**DIRECTIONS FOR THIS TASK**
Please filter the entries for the word "indicates" and copy every line that has it.

**EXERCISE INPUTS**

PR #6938, opened 2023-01-11
net/flowtrack,wgengine/filter: refactor Cache to use generics

twitchyliquid64:
Now that we have generics.

### DIFF
--- a/wgengine/filter/filter.go
+++ b/wgengine/filter/filter.go
@@ -59,7 +59,7 @@ type Filter struct {
 // filterState is a state cache of past seen packets.
 type filterState struct {
 	mu  sync.Mutex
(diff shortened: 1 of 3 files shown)


wgengine/filter/filter.go
```diff
@@ -59,7 +59,7 @@ type Filter struct {
 // filterState is a state cache of past seen packets.
 type filterState struct {
 	mu  sync.Mutex
-	lru *flowtrack.Cache // from flowtrack.Tuple -> nil
+	lru *flowtrack.Cache[struct{}] // from flowtrack.Tuple -> nil
```
bradfitz, line 62: the nil part isn't right anymore

bradfitz (approved):

PR #6939, opened 2023-01-11
types/views: add SliceEqualAnyOrder func

willnorris:
This is a copy of the tagsEqual func from corp/control/control.go, moved here so that it can be reused in other places.

I'm not sure if there is a better name for this, since these slices aren't truly equal, since they can be in different order.  But it's also not just a "ContainsAll" function.  Open to suggestions.

### DIFF
--- a/types/views/views.go
+++ b/types/views/views.go
@@ -170,6 +170,37 @@ func SliceContains[T comparable](v Slice[T], e T) bool {
 	return false
 }
 
+// SliceEqualAnyOrder reports whether a and b contain the same elements, regardless of order.
+// The underlying slices for a and b can be nil.
+func SliceEqualAnyOrder[T comparable](a, b Slice[T]) bool {
+	if a.Len() != b.Len() {
+		return false
+	}
+
+	var diffStart int // beginning index where a and b differ
+	for n := a.Len(); diffStart < n; diffStart++ {
+		if a.At(diffStart) != b.At(diffStart) {
+			break
+		}
+	}
+	if diffStart == a.Len() {
+		return true
+	}
+
+	// count the occurrences of remaining values and compare
+	valueCount := make(map[T]int)
+	for i, n := diffStart, a.Len(); i < n; i++ {
+		valueCount[a.At(i)]++
+		valueCount[b.At(i)]--
+	}
+	for _, count := range valueCount {
+		if count != 0 {
+			return false
+		}
+	}
+	return true
+}
+
 // IPPrefixSlice is a read-only accessor for a slice of netip.Prefix.
 type IPPrefixSlice struct {
 	ж Slice[netip.Prefix]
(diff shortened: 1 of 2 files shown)


types/views/views.go
```diff
@@ -170,6 +170,23 @@ func SliceContains[T comparable](v Slice[T], e T) bool {
 	return false
 }
 
+// SliceEquals reports whether a and b contain the same elements, regardless of order.
+func SliceEquals[T comparable](a, b Slice[T]) bool {
```
bradfitz, line 174: this sounds too much like https://pkg.go.dev/golang.org/x/exp/slices#Equal which is NOT this function.

Let's name this something uglier like `SliceEqualAnyOrder`

Then we can reserve the name `SliceEqual` for one that just forwards to x/exp/slices.Equal.

Clarify the nilness of the slice doesn't matter too? (unlike reflect.DeepEqual)

types/views/views.go
```diff
@@ -170,6 +170,23 @@ func SliceContains[T comparable](v Slice[T], e T) bool {
...
+	if a.Len() != b.Len() {
+		return false
+	}
+	aHasValue := make(map[T]bool)
+	for i, n := 0, a.Len(); i < n; i++ {
+		aHasValue[a.At(i)] = true
```
bradfitz, line 180: are [A, B, B, C, C, C]
and [A, B, B, B, C, C] equal?

Under this implementation, they are. But that's kinda weird.

We really want to count the number of occurrences of each.

types/views/views.go
```diff
@@ -170,6 +170,23 @@ func SliceContains[T comparable](v Slice[T], e T) bool {
 	return false
 }
 
+// SliceEquals reports whether a and b contain the same elements, regardless of order.
+func SliceEquals[T comparable](a, b Slice[T]) bool {
+	if a.Len() != b.Len() {
+		return false
+	}
+	aHasValue := make(map[T]bool)
```
bradfitz, line 178: seems like we should try our hardest to match index-for-index between the two slices first before allocating and see how far we get. Then we only need to this allocating slow path for the remainder bit that wasn't in order.

that is, for two slices a and b both of length 10, maybe the first 5 elements of each are equal, but the last 5 are mixed up.  then we only need to do this slow path for the last 5.

willnorris:
Done. PTAL

types/views/views.go
```diff
@@ -170,6 +170,37 @@ func SliceContains[T comparable](v Slice[T], e T) bool {
...
+	for n := a.Len(); diffStart < n; diffStart++ {
+		if a.At(diffStart) != b.At(diffStart) {
+			break
+		}
+	}
+	if diffStart == a.Len() {
+		return true
+	}
+
+	// count the occurances of remaining values and compare
```
bradfitz, line 190: typo occurrences

bradfitz (approved):

PR #6942, opened 2023-01-12
tailcfg: document zero value for KeyExpiry

andrew-d:
Change-Id: I50889f0205ecf66c415f50f9019c190448c991fc

### DIFF
--- a/tailcfg/tailcfg.go
+++ b/tailcfg/tailcfg.go
@@ -188,7 +188,7 @@ type Node struct {
 	Sharer UserID `json:",omitempty"`
 
 	Key          key.NodePublic
-	KeyExpiry    time.Time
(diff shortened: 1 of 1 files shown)


tailcfg/tailcfg.go
```diff
@@ -188,7 +188,7 @@ type Node struct {
 	Sharer UserID `json:",omitempty"`
 
 	Key          key.NodePublic
-	KeyExpiry    time.Time
+	KeyExpiry    time.Time                  // zero if this node does not expire (e.g. tagged nodes)
```
bradfitz, line 191: I'd remove the "tagged nodes" bit. That's a bit of a distraction.

And maybe say "zero value" to help people avoid thinking 0 unix epoch time?  "zero value means no expiry" ?

bradfitz (approved):

PR #6946, opened 2023-01-12
net/portmapper: relax handling of UPnP resp

### LINKED ISSUE #5502: NAT-PMP will only accept default gateway IP as IGD
### What is the issue?

Tailscale clients could not detect the UPnP nor NAT-PMP capabilities of my OPNSense failover pair of routers. UPnP & NAT-PMP were enabled, and other devices could discover and use these services.

I eventually discovered that the IGD response from the currently-primary router was coming from its LAN address instead of the gateway IP, which is a virtual (floating) IP that can failover to the secondary router. Because of this, tailscale client seemed unable to discover UPnP or NAT-PMP.

I successfully worked around this issue by forwarding port 5351/udp from the gateway IP to the primary router's LAN address, which allowed the tailscale client to discover NAT-PMP (but not UPnP).

I expected tailscale to detect these capabilities, or expose configuration to override its (arguably reasonable) default behavior to only accept the system's default gateway as IGD.

### Steps to reproduce

1. Use OPNSense in failover pair with virtual IP as default gateway.
2. Enable UPnP & NAT-PMP in OPNSense.

Unclear if this is recent behavior, though PR #3202 seems relevant.

### OS

Linux, macOS

### OS version

Ubuntu 22.04, macOS 12.5

### Tailscale version

1.28.0

### Bug report

_No response_

jwhited:
Gateway devices operating as an HA pair w/VRRP or CARP may send UPnP replies from static addresses rather than the floating gateway address. This commit relaxes our source address verification such that we parse responses from non-gateway IPs, and re-point the UPnP root desc URL to the gateway IP. This ensures we are still interfacing with the gateway device (assuming L2 security intact), even though we got a root desc from a non-gateway address.

This relaxed handling is required for ANY port mapping to work on certain OPNsense/pfsense distributions using CARP at the time of writing, as miniupnpd may only listen on the static, non-gateway interface address for PCP and PMP.

Fixes #5502

### DIFF
--- a/net/portmapper/portmapper.go
+++ b/net/portmapper/portmapper.go
@@ -100,11 +100,11 @@ type mapping interface {
 	// but can be called asynchronously. Release should be idempotent, and thus even if called
 	// multiple times should not cause additional side-effects.
 	Release(context.Context)
-	// goodUntil will return the lease time that the mapping is valid for.
+	// GoodUntil will return the lease time that the mapping is valid for.
 	GoodUntil() time.Time
-	// renewAfter returns the earliest time that the mapping should be renewed.
+	// RenewAfter returns the earliest time that the mapping should be renewed.
 	RenewAfter() time.Time
-	// externalIPPort indicates what port the mapping can be reached from on the outside.
+	// External indicates what port the mapping can be reached from on the outside.
 	External() netip.AddrPort
 }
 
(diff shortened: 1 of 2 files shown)


StraightfaceStudios:
UPnP is fixed but NAT-PMP still fails with CARP floating IPs.

PR #6948, opened 2023-01-13
HTTP headers are supposed to be handled case insensitively

gabm:
Ran into a problem with apache that sends "WebSocket" to backend servers when reverse proxying a websocket. Tailscale does not accept that string.

According to [RFC 9110](https://www.rfc-editor.org/rfc/rfc9110.html#name-upgrade) names should be handled case-insensitively


bradfitz:
Per https://github.com/tailscale/tailscale#contributing, please adjust the commit message style to be idiomatic for this repo.

And add the `"strings"` import so it compiles.

Otherwise looks good, thanks!

gabm:
thanks for the feedback, should be fixed

bradfitz:
Fixed in #6955

PR #612, opened 2016-07-20
Pin logrotate cookbook dependency to 1.9.x, for Chef 11 compat

http-418:
This commit includes the most recent set of metadata to retain Chef 11.x support.

Most importantly, it adds 'logrotate' to the list of pinned cookbooks.  (A new version broke master this morning.)


pu239ppy:
Looks good

PR #613, opened 2016-07-20
Create HBase GC log directory and fix HBASE_REGIONSERVER_OPTS

bijugs:
This PR has two fixes

- Create ``/var/log/hbase/gc`` directory. Even though ``hbase`` processes run with ``-Xloggc`` option ``gc`` logs are not written due to the absence of this directory.
- Fix the bug in the [current code](https://github.com/ekund/chef-bach/blob/4c0c1d8bfd2857f7f8d7401061ec8a70a210ce13/cookbooks/bcpc-hadoop/recipes/hbase_config.rb#L173) so that  ``HBASE_REGIONSERVER_OPTS`` is set with all the JVM related parameters so that they take in effect when ``hbase`` region server processes start.


amithkanand:
LGTM

PR #616, opened 2016-07-20
Use Berkshelf for VM builds

http-418:
This PR uses a Berkshelf provided by ChefDK to resolve dependency for test builds in VM clusters.

This is a breaking change only because it updates build_bins.sh with the expectation of a ChefDK 0.9.0 package.

### DIFF
--- a/Berksfile
+++ b/Berksfile
@@ -32,7 +32,6 @@ cookbook 'kafka-bcpc', path: './cookbooks/kafka-bcpc'
 #
 cookbook 'apt'
 cookbook 'chef-client'
-cookbook 'chef-ingredient'
 cookbook 'java'
 cookbook 'maven'
 cookbook 'ntp'
@@ -40,27 +39,25 @@ cookbook 'pam'
 cookbook 'ubuntu'
 
 #
-# Cookbooks absent from the supermarket
+# Transitive dependencies that have been forked for one reason or another.
 #
 
 # bfd is not on the supermarket
 cookbook 'bfd',
   git: 'https://github.com/bloomberg/openbfdd-cookbook'
 
+
 # cobblerd forked, pending destruction of earth by moon.
-cookbook 'cobblerd',
-  git: 'https://github.com/cbaenziger/cobbler-cookbook',
-  branch: 'cobbler_profile'
+cookbook 'cobblerd', 
+  git: 'https://github.com/bloomberg/cobbler-cookbook'
 
 # jmxtrans 1.0+ isn't on the supermarket.
-cookbook 'jmxtrans',
-  git: 'https://github.com/jmxtrans/jmxtrans-cookbook',
-  revision: 'd8ee2396eca91ef8e0e558490bde075869b787de'
+cookbook 'jmxtrans', 
+  git: 'https://github.com/bijugs/jmxtrans-cookbook',
+  branch: 'ver-2.0'
 
 # 'kafka' has an entry on the supermarket, but it's the wrong cookbook.
 cookbook 'kafka',
   git: 'https://github.com/mthssdrbrg/kafka-cookbook.git',
-  revision: '0e05b5bf562c39b7c1a2e059412be91b6402703f'
-
-cookbook 'graphite_handler',
-  git: 'https://github.com/mkoni/chef-graphite_handler.git'
+  tag: 'v2.0.2'
+ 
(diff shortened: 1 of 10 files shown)


setup_chef_cookbooks.sh
```diff
@@ -53,25 +53,5 @@ no_proxy no_proxy_string
...
-    rm ${cookbook% *}*.tar.gz
-  fi
-done
-if [[ ! -d kafka ]]; then
-  git clone https://github.com/mthssdrbrg/kafka-cookbook.git kafka
-fi
-[[ -d jmxtrans ]] || git clone https://github.com/bijugs/jmxtrans-cookbook.git -b ver-2.0 jmxtrans
-[[ -d cobblerd ]] || git clone https://github.com/bloomberg/cobbler-cookbook.git cobblerd
-[[ -d bfd ]] || git clone https://github.com/bloomberg/openbfdd-cookbook.git bfd
+/opt/chefdk/bin/berks vendor ./cookbooks
```
cbaenziger: Is this idempotent and does this work in disconnected clusters (as `build_bins.sh` is run with no Internet access).

cbaenziger: Yea!

cbaenziger:
Awesome to see this! Sad it's been nearly 1 1/2 years since Chef-BACH #104 ...

setup_chef_server.sh
```diff
@@ -54,6 +63,7 @@ else
   # we can take about 45 minutes to Chef the first machine when running on VMs
   # so follow tuning from CHEF-4253
   printf "erchef['s3_url_ttl'] = 3600\n" >> /etc/chef-server/chef-server.rb
+  export NO_PROXY=${NO_PROXY-127.0.0.1}
```
cbaenziger: Why set this here and not in [proxy_setup.sh](https://github.com/bloomberg/chef-bach/blob/88b52d57668492b5fb8ab376d1ea3408cf88a86b/proxy_setup.sh#L18)?

build_bins.sh
```diff
@@ -45,14 +45,15 @@ apt-get -y update
...
-
+# Install json gem first to avoid a too-new version being pulled in by other gems.
 if [[ -z `gem list --local json | grep json | cut -f1 -d" "` ]]; then
   gem install json --no-ri --no-rdoc -v 1.8.3
 fi
 
+if [[ -z `gem list --local cabin | grep cabin | cut -f1 -d" "` ]]; then
+  gem install cabin --no-ri --no-rdoc -v 0.7.2
+fi
+
```
cbaenziger: Any desire to use a `GEMFILE` and `bundler` in the future for such insanity?

cbaenziger:
Also, if we're pulling in ChefDK we should likely make sure that knife from ChefDK doesn't explode.I wrote a commit a while ago "[All for Chef 12 knife use ](https://github.com/cbaenziger/chef-bach/commit/cc438a70a4645544389e7f97c0b4d61dcc2dae1b)" for this.

http-418:
Clay is correct, I'm missing a necessary cherry-pick.   At some point I discovered installation order is important for chef vs chefdk, because they fail to use the `alternatives` system for symlinks.

This should not be merged until I locate the third commit.

http-418:
For the record, I originally wanted to get Berkshelf configured just as a gem, and forgo the chefdk dependency entirely.  This proved too much of a challenge on ruby 1.9.3, and upstream is not very interested in maintaining the Gem.

setup_chef_server.sh
http-418: proxy_setup.sh will only conditionally set NO_PROXY

build_bins.sh
http-418: Yeah, that would be better, but I don't see it happening as part of the shell script builds.

http-418:
OK, now the missing commit has been found and commits have been squashed.  This is what was missing:

```
# It's important to install the chefdk before chef, so that
# /usr/bin/knife and /usr/bin/chef-client are symlinks into /opt/chef
# instead of /opt/chefdk.
apt-get -y install chefdk
apt-get -y install chef=11.12.8-2
```

Berksfile
```diff
@@ -32,35 +32,32 @@ cookbook 'kafka-bcpc', path: './cookbooks/kafka-bcpc'
...
 cookbook 'bfd',
   git: 'https://github.com/bloomberg/openbfdd-cookbook'
 
+
 # cobblerd forked, pending destruction of earth by moon.
-cookbook 'cobblerd',
-  git: 'https://github.com/cbaenziger/cobbler-cookbook',
-  branch: 'cobbler_profile'
+cookbook 'cobblerd', 
+  git: 'https://github.com/bloomberg/cobbler-cookbook'
```
cbaenziger: Gah! Thanks for pointing this to the Bloomberg version; I'm happy I haven't accidentally broken us this long.

chefignore
```diff
@@ -2,7 +2,11 @@
 .kitchen
 .vagrant
 chef
+cookbooks
```
cbaenziger: How does this not ignore changes in `cookbooks/bcpc`, etc.? We used to have to [explicitly not ignore](https://github.com/bloomberg/chef-bach/blob/18b218eb3a5abf15d07089f860c6540cd375e4d0/.gitignore#L15-L22) them?

amithkanand:
LGTM.

PR #617, opened 2016-07-21
Do not create paxos directory during namenode format

amithkanand:
This PR makes sure that the `paxos` directory is only created when `JN` is being restored. Creating `paxos` directory during initial format of `NameNode` causes  failure to format the `hdfs` file system.


pu239ppy:
Looks good

Issue #615, opened 2016-07-20
VM cluster build fails in ``yarn_config`` recipe


bijugs:
The reason for failure is user ``yarn`` not created yet when the recipe executes.

```
Recipe: bcpc-hadoop::yarn_config
  * file[/etc/hadoop/conf/yarn.exclude] action create
    * cannot determine user id for 'yarn', does the user exist on this system?
================================================================================
Error executing action `create` on resource 'file[/etc/hadoop/conf/yarn.exclude]'
================================================================================


Chef::Exceptions::UserIDNotFound
--------------------------------
cannot determine user id for 'yarn', does the user exist on this system?


Resource Declaration:
---------------------
# In /var/chef/cache/cookbooks/bcpc-hadoop/recipes/yarn_config.rb

  5: file "/etc/hadoop/conf/yarn.exclude" do
  6:   content node["bcpc"]["hadoop"]["decommission"]["hosts"].join("\n")
  7:   mode 0644
  8:   owner 'yarn'
  9:   group 'hdfs'
 10:   only_if { !node["bcpc"]["hadoop"]["decommission"]["hosts"].nil? }
 11: end
```

bijugs:
Fixed in PR #618 .

PR #618, opened 2016-07-21
Create yarn.exclude after yarn user exists

amithkanand:
This PR makes sure that `yarn.exclude` file is only created after `yarn` user is created on the machine.


bijugs:
Assuming this is for #615 . Did we test building a fresh VM cluster?

amithkanand:
Yes. This was tested on a fresh cluster build.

**REPLY**
-	// externalIPPort indicates what port the mapping can be reached from on the outside.
+	// External indicates what port the mapping can be reached from on the outside.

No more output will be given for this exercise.